WORK INSTRUCTION: Across the entries below, work out how many lines contain "Memory". Please give the number only.

Top of THE DATA

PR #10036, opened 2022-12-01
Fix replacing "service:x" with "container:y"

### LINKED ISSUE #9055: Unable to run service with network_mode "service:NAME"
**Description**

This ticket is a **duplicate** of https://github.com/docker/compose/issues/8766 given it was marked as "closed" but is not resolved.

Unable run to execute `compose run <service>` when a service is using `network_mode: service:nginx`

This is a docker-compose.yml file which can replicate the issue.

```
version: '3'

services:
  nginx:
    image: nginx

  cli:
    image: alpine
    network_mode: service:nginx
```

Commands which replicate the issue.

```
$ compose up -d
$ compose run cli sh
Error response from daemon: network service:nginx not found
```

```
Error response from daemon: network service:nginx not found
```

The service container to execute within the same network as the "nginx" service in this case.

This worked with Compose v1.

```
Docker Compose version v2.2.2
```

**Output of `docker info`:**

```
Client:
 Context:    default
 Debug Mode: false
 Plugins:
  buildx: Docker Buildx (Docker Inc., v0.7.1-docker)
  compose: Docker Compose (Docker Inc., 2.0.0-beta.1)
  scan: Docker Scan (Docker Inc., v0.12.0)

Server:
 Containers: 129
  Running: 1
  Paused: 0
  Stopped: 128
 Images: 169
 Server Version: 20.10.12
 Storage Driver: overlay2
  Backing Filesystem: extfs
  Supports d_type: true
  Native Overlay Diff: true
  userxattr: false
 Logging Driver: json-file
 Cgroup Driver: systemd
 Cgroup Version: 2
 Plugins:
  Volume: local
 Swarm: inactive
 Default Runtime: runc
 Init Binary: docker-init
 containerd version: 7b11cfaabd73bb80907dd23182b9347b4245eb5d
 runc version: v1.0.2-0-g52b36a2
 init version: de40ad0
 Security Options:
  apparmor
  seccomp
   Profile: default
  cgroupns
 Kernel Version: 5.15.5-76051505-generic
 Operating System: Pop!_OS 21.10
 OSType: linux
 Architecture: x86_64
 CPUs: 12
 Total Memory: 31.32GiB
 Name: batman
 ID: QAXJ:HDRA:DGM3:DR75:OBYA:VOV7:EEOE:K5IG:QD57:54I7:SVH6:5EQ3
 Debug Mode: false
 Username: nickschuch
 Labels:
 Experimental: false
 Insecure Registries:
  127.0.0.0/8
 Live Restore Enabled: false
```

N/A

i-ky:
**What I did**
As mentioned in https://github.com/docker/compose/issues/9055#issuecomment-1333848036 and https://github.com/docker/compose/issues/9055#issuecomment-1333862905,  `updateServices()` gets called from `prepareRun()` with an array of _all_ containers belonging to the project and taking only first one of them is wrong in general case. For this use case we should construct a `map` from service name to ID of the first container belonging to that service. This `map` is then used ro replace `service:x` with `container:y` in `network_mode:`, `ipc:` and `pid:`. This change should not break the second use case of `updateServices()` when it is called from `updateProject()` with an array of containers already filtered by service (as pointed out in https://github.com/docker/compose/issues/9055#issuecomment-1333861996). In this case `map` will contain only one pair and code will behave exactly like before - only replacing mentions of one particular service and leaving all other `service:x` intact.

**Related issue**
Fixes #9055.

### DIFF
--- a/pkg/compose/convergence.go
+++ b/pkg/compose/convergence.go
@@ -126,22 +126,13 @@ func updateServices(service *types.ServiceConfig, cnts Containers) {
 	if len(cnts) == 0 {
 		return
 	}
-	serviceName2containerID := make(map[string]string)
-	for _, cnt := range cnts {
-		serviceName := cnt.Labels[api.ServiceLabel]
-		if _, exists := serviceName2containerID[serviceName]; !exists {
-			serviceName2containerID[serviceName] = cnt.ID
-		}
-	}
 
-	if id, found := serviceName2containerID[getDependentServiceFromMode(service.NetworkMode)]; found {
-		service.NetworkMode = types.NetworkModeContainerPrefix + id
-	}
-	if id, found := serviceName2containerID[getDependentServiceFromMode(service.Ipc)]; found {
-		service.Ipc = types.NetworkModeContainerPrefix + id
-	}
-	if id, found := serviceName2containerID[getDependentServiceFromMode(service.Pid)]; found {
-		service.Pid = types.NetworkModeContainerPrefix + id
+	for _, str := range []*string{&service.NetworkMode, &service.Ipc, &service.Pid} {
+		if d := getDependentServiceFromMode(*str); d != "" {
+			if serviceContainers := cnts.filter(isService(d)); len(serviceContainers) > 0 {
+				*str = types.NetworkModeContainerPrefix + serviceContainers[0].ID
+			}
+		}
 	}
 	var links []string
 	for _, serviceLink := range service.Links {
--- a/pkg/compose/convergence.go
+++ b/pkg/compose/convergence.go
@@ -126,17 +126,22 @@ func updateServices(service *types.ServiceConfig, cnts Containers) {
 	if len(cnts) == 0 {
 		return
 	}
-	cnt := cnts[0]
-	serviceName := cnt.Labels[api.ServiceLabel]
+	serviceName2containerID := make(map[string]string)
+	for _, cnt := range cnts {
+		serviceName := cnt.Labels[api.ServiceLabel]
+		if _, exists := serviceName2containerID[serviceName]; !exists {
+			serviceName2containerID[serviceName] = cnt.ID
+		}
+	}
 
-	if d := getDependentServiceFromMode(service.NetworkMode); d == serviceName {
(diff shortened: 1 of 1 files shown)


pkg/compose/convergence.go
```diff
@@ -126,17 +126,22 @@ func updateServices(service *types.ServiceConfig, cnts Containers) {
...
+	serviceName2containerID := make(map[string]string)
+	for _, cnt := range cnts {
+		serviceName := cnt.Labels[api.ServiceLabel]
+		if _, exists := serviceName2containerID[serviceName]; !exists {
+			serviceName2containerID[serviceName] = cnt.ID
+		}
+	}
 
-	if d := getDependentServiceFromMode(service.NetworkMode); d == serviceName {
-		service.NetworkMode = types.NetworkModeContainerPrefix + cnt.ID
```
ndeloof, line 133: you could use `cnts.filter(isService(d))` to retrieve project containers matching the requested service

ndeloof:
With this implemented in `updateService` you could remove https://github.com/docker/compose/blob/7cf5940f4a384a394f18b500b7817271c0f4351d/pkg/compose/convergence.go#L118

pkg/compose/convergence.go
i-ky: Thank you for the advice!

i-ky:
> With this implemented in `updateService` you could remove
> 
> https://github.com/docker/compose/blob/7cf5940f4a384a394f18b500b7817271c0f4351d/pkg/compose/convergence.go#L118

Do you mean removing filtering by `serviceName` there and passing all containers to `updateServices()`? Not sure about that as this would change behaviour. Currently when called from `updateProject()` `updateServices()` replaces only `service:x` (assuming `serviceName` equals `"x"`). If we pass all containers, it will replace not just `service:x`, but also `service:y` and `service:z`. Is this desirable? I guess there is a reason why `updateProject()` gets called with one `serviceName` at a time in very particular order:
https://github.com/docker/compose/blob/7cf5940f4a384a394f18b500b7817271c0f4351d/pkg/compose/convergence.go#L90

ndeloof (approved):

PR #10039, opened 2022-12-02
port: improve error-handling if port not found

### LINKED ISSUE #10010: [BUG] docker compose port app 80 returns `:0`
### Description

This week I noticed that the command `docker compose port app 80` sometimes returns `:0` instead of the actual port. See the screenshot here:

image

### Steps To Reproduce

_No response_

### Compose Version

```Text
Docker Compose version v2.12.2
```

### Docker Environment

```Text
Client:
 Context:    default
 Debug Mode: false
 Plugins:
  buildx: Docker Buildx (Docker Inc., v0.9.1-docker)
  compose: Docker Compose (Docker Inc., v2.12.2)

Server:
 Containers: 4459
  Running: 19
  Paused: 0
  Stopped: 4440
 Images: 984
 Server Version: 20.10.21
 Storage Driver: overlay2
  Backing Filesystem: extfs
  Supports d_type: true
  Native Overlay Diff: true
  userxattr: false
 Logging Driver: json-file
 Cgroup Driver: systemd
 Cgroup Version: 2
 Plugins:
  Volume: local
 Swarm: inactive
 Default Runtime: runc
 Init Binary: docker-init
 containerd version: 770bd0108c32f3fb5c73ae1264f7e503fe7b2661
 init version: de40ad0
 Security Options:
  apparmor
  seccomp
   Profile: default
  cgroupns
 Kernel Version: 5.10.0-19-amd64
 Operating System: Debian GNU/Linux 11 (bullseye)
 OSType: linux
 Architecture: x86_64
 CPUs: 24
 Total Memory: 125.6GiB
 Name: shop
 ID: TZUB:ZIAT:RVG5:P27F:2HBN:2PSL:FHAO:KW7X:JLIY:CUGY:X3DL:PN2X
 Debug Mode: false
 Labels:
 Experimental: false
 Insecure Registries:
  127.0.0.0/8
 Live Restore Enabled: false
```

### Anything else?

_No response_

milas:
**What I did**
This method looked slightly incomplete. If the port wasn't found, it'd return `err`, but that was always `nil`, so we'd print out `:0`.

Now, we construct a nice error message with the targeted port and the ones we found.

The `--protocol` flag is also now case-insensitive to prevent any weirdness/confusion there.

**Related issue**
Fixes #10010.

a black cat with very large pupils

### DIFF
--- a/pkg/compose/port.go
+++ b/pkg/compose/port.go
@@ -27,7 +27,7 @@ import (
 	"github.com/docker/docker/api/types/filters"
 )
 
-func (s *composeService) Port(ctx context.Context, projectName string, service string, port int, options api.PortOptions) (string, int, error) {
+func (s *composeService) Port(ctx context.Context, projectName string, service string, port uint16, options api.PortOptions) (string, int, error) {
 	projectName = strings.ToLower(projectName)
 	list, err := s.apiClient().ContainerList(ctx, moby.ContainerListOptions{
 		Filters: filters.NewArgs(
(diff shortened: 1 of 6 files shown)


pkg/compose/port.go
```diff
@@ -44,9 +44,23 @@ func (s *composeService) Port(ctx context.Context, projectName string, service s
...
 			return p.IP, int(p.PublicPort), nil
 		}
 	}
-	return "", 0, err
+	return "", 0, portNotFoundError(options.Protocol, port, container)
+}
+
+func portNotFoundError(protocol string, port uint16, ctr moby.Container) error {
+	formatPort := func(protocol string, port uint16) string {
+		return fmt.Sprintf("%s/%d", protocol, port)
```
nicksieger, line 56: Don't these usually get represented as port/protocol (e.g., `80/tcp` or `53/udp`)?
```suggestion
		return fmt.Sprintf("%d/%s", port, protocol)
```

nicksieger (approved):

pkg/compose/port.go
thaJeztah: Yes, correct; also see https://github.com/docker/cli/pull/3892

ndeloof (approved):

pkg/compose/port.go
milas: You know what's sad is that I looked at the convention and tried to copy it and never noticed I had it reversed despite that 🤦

Bottom of THE DATA

ANSWER: 2